◆ Task details
Which lines of the entries contain the string "isBlurred"? Please find them and copy them.

◆ Records shown
---*---
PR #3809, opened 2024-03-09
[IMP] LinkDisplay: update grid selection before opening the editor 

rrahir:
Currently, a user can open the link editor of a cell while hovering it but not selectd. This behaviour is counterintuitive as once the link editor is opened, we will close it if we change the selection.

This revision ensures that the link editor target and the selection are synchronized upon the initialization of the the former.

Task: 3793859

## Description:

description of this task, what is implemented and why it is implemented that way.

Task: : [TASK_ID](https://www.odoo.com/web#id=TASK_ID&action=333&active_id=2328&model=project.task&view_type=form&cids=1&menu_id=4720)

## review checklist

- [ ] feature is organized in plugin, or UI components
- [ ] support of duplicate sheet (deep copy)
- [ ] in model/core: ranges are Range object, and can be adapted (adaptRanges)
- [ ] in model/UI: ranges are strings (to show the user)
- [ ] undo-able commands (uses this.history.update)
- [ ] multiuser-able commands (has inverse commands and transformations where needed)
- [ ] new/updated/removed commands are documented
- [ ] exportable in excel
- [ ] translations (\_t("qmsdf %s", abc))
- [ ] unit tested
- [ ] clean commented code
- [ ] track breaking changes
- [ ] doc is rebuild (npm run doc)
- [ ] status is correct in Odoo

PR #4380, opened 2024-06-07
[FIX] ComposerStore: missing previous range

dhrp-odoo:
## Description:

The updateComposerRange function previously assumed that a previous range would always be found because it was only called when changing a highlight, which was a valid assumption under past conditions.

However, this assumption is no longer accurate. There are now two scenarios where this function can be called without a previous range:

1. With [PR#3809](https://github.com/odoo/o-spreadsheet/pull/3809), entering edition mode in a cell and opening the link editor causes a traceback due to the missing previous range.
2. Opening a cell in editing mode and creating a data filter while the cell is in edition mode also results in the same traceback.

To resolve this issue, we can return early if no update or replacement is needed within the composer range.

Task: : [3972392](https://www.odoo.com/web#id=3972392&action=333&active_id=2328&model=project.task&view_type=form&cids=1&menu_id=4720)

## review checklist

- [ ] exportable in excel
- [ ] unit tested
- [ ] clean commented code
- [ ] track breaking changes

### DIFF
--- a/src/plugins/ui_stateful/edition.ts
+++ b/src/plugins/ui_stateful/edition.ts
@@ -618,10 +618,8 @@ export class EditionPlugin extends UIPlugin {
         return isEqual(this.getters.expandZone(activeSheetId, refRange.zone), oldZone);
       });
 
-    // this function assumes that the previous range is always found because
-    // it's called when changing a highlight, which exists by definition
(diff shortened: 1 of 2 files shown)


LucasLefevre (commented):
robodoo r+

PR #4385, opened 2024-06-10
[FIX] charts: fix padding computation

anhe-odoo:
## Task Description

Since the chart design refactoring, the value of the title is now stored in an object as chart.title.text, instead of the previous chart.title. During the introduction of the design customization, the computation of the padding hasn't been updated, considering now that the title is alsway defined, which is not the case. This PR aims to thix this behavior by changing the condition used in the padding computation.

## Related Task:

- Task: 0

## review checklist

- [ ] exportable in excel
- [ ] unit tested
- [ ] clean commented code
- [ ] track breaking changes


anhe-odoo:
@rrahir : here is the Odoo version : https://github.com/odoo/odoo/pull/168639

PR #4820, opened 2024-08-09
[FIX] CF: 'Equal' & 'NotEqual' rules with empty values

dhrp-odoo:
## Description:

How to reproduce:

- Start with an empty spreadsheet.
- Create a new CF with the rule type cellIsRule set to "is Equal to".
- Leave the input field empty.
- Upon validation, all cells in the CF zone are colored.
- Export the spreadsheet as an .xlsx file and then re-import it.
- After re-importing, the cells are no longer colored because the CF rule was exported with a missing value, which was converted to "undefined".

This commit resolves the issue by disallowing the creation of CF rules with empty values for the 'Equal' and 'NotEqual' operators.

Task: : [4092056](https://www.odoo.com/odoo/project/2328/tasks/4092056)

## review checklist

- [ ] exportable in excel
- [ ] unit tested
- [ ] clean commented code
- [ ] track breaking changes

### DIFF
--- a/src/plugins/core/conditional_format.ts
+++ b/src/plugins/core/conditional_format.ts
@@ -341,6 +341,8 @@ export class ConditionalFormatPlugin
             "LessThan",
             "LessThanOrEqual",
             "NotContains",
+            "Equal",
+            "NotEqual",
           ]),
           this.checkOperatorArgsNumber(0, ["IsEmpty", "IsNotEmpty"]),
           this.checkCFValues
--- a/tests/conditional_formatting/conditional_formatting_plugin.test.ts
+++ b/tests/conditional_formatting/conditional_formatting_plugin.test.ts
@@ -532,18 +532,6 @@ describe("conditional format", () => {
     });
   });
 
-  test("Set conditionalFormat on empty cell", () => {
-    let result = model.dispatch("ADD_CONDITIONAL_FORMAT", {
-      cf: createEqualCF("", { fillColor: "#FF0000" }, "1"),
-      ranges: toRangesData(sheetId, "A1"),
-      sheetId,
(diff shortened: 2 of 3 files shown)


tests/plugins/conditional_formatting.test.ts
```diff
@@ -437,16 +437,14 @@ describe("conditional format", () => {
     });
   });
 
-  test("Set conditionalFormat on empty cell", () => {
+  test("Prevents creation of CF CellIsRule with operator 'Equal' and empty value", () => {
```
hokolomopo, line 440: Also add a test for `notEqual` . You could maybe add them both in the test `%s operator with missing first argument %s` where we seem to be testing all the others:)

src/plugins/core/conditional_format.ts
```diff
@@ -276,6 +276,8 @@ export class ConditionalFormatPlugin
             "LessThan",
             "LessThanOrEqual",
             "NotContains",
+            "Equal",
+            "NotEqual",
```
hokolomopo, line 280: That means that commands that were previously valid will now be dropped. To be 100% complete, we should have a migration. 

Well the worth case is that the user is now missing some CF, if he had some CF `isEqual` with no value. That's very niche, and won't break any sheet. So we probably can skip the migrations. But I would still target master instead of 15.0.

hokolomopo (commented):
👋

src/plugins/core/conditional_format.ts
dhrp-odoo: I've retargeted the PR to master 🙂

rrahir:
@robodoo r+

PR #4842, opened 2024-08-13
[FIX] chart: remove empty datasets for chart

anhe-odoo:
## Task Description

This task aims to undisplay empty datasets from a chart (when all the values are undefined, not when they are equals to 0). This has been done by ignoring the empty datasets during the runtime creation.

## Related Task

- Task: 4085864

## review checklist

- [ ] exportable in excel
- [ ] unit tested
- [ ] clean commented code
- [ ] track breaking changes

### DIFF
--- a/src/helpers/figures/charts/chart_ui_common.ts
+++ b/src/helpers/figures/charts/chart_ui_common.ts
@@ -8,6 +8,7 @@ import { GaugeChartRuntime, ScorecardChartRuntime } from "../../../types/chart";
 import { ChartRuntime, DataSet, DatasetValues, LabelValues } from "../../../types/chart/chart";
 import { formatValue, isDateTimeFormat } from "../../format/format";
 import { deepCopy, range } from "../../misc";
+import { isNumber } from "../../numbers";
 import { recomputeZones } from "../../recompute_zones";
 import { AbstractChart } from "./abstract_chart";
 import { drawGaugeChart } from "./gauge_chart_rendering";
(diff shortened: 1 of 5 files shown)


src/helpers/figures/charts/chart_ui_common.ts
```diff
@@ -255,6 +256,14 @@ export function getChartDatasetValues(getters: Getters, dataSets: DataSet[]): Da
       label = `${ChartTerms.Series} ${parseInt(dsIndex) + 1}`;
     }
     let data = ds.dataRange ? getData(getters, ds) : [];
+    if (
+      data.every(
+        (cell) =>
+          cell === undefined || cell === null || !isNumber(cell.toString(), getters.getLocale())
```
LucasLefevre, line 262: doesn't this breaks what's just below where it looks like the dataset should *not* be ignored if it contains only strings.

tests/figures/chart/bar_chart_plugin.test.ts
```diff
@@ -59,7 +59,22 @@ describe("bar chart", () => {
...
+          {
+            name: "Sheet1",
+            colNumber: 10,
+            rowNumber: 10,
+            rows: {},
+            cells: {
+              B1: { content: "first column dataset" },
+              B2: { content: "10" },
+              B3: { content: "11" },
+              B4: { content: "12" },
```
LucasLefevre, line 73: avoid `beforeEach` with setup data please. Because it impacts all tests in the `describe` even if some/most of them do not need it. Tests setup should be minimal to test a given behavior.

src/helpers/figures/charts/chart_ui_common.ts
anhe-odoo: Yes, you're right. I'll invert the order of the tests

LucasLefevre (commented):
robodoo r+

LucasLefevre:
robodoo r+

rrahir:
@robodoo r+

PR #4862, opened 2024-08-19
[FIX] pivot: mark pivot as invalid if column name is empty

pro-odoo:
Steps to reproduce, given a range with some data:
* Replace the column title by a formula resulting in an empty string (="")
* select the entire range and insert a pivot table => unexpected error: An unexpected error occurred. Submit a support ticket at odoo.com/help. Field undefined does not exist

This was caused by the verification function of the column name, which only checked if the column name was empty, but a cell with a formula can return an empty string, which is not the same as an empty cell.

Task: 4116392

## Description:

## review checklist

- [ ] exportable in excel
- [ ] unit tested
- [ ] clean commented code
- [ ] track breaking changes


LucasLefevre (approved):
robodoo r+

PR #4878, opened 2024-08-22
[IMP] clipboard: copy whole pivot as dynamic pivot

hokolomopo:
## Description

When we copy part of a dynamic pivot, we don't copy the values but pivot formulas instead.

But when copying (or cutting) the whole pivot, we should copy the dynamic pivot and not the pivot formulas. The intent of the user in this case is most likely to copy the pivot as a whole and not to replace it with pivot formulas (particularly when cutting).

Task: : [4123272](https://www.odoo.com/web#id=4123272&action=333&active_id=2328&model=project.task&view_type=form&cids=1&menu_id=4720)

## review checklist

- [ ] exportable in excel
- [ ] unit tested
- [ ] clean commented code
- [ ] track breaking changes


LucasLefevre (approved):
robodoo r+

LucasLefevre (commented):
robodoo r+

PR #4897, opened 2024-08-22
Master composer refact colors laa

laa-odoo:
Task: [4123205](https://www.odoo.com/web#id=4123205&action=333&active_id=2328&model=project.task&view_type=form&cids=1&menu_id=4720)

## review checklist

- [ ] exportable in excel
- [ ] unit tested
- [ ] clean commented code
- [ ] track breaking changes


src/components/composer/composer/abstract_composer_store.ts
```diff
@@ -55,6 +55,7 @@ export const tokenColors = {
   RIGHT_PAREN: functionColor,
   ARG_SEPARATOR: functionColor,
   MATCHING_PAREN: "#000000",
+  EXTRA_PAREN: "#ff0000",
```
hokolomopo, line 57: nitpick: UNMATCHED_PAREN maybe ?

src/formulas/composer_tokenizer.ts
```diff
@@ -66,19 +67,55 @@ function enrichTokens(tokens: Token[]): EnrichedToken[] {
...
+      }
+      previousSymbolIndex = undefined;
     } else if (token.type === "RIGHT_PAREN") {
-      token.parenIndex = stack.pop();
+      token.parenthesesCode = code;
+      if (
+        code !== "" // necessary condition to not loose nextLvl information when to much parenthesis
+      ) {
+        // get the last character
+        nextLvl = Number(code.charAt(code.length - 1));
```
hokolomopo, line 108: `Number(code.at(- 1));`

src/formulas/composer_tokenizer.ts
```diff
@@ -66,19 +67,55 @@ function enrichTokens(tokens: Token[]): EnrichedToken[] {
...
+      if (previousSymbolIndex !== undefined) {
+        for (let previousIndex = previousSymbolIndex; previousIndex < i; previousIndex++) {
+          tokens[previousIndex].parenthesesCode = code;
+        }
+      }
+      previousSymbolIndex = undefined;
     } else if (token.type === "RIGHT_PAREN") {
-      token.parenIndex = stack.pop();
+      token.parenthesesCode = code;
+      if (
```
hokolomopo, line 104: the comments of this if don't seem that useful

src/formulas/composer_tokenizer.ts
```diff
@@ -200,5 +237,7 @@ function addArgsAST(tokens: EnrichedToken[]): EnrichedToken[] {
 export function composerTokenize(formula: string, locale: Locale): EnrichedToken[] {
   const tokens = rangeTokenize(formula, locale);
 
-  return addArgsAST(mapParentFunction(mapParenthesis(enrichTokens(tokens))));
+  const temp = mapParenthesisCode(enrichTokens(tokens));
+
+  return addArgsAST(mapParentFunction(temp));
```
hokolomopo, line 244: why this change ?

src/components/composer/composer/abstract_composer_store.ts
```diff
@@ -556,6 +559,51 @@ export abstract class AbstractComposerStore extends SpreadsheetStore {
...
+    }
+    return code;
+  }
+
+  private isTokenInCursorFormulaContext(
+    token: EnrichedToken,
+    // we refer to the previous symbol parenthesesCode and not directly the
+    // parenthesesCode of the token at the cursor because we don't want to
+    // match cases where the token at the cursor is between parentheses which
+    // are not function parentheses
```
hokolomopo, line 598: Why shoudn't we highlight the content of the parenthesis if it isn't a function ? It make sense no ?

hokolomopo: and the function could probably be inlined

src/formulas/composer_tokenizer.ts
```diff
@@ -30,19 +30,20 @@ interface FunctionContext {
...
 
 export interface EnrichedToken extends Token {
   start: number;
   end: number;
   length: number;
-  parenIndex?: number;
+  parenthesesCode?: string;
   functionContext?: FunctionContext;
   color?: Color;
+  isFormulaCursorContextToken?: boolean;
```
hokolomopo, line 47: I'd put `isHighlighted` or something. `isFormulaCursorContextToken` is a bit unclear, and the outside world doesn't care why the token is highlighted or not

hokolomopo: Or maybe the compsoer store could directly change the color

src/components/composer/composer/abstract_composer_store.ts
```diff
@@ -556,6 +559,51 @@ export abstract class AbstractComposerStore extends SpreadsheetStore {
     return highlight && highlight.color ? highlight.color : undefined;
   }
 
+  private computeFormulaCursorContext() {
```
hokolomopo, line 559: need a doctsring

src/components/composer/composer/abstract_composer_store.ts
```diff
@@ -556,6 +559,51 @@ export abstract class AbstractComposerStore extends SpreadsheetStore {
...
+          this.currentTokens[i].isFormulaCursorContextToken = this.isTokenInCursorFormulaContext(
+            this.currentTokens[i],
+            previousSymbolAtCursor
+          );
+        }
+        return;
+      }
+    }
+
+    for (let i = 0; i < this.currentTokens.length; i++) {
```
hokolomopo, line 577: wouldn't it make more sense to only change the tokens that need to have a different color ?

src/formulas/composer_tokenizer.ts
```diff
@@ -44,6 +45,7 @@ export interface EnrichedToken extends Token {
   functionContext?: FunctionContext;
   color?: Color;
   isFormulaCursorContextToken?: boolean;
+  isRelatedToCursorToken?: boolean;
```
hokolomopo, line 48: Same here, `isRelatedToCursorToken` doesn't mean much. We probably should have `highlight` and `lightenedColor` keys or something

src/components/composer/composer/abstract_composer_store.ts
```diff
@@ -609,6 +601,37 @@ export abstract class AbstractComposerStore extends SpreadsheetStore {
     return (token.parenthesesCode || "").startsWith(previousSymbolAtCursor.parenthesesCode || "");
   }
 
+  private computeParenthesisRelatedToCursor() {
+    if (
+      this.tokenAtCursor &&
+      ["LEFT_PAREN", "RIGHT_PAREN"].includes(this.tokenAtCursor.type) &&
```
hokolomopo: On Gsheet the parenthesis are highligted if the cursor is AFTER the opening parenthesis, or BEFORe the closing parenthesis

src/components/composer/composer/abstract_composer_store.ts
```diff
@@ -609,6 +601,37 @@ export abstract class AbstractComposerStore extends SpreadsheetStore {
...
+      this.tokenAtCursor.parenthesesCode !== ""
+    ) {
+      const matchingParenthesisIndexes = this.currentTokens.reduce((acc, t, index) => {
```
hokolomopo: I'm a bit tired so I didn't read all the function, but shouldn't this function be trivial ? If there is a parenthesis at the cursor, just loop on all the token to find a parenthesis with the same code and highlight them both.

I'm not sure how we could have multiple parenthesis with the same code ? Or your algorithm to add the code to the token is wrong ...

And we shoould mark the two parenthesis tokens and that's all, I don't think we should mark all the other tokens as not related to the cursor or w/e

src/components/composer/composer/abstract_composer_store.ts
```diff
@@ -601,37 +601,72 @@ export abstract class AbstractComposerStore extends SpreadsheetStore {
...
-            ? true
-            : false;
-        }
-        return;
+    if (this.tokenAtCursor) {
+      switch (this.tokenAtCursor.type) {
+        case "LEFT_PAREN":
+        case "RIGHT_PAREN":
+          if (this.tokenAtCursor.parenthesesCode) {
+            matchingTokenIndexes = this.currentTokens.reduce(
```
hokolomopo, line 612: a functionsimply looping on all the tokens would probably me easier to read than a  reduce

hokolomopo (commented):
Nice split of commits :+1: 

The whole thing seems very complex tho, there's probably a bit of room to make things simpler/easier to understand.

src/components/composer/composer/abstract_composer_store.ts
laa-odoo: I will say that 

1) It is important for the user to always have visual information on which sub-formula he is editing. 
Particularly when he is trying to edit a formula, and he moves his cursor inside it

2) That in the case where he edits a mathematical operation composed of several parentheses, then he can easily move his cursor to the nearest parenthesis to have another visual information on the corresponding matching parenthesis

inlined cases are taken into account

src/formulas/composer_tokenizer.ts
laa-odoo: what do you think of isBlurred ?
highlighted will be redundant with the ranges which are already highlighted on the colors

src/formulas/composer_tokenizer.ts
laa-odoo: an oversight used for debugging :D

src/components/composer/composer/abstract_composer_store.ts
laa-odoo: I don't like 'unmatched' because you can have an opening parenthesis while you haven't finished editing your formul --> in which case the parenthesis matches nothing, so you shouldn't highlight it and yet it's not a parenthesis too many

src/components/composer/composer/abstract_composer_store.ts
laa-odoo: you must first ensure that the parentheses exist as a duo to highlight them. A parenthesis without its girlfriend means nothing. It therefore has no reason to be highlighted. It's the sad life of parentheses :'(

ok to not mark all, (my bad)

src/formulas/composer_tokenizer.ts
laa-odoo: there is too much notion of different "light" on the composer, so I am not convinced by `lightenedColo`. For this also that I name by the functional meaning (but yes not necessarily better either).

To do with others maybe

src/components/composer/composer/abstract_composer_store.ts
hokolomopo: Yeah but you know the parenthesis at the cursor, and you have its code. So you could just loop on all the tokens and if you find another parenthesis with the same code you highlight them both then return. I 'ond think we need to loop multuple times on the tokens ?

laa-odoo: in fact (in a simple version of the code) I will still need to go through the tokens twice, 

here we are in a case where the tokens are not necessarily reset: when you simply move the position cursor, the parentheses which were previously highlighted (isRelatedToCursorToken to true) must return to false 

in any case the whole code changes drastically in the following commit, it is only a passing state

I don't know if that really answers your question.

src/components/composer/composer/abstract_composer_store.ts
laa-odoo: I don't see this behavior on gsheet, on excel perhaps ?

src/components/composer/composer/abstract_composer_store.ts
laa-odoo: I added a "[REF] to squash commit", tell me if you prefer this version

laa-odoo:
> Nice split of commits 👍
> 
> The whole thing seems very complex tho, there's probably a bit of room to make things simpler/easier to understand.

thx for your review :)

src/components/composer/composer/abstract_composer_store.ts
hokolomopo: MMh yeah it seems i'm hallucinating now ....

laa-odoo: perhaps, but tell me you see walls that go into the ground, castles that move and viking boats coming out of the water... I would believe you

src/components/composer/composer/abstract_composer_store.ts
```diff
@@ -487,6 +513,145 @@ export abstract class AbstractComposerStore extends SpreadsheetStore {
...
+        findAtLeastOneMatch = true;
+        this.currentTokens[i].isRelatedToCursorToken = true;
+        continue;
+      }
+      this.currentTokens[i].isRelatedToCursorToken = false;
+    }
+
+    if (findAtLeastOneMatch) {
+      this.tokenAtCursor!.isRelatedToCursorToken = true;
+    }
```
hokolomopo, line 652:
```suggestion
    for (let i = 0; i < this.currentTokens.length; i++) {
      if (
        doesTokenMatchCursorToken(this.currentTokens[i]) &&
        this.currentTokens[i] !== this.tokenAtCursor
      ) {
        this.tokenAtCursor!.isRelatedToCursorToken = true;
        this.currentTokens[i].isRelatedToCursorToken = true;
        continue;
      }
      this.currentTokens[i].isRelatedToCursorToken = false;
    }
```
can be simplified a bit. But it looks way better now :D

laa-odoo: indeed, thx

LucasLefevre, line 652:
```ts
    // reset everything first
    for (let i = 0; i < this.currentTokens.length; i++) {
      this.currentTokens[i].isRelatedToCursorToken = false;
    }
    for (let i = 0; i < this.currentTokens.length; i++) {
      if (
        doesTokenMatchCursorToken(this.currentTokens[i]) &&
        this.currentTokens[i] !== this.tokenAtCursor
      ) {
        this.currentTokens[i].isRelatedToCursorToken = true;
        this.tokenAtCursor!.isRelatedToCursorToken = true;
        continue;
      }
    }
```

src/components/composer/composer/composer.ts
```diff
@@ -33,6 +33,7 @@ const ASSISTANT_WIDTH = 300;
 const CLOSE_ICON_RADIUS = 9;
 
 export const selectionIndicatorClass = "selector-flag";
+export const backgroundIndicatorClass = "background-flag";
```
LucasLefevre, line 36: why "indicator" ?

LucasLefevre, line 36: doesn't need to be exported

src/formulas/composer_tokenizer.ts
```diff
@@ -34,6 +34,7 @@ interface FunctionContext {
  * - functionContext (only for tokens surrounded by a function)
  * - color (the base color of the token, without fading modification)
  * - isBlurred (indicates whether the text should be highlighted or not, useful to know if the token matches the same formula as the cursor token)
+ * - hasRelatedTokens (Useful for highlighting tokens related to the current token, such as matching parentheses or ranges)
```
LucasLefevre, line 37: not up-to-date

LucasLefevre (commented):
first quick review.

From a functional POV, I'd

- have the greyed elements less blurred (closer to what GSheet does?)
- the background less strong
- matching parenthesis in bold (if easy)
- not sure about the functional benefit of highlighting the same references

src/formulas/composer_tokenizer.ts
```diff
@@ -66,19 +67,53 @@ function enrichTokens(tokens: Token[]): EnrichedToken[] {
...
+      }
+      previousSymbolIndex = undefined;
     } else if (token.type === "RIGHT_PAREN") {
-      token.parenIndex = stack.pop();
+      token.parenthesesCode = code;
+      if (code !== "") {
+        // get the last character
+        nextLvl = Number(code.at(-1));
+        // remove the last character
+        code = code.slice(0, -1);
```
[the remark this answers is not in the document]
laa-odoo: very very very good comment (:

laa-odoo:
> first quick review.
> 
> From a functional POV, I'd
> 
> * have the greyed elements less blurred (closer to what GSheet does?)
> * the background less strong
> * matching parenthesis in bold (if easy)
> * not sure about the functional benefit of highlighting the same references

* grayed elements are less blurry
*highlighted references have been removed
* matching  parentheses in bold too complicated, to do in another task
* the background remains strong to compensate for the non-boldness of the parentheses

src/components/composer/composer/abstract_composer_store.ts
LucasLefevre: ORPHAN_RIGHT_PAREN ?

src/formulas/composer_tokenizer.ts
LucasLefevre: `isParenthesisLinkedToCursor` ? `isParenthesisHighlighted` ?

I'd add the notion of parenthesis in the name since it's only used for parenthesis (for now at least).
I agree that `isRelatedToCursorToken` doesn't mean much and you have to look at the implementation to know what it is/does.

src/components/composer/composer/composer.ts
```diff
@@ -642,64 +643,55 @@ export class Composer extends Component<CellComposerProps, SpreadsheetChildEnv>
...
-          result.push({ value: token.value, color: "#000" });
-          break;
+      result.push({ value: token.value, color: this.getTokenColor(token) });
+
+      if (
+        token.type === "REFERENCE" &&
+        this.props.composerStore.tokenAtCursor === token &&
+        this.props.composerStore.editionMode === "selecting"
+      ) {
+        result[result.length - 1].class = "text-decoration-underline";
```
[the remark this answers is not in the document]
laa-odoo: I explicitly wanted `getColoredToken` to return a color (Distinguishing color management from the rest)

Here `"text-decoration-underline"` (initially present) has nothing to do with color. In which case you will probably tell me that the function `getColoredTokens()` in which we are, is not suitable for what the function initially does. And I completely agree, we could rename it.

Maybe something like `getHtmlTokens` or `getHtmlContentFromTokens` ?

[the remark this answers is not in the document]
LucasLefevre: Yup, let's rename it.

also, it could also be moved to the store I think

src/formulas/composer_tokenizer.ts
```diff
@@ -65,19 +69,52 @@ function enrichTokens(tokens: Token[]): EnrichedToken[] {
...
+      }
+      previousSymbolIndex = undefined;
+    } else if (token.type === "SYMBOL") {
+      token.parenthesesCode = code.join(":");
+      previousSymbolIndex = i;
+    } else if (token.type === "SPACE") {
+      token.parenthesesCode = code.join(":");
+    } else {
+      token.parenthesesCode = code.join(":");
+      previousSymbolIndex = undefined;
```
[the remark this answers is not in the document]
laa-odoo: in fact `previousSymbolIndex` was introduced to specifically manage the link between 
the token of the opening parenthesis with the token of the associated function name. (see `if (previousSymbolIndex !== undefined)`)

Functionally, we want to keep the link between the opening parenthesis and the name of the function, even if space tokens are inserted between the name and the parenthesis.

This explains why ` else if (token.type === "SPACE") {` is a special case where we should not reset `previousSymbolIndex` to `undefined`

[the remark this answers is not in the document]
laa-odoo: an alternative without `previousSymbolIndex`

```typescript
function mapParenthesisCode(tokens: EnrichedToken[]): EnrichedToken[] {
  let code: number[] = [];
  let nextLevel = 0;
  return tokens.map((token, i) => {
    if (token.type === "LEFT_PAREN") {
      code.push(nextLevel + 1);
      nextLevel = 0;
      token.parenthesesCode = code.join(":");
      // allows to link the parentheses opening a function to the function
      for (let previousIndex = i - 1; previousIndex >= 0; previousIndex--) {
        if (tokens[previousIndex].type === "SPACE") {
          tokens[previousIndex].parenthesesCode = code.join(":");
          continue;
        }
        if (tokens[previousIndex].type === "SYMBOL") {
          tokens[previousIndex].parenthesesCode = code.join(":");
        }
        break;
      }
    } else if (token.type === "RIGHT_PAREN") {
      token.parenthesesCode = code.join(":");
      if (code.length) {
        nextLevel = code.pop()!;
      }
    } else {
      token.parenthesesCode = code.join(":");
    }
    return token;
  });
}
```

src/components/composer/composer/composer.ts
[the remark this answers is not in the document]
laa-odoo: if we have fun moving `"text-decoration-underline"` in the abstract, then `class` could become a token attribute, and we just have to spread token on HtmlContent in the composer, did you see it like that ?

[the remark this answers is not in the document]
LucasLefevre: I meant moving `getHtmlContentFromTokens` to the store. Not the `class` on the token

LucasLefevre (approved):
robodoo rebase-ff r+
---*---
◆ Your response
laa-odoo: what do you think of isBlurred ?
  * - isBlurred (indicates whether the text should be highlighted or not, useful to know if the token matches the same formula as the cursor token)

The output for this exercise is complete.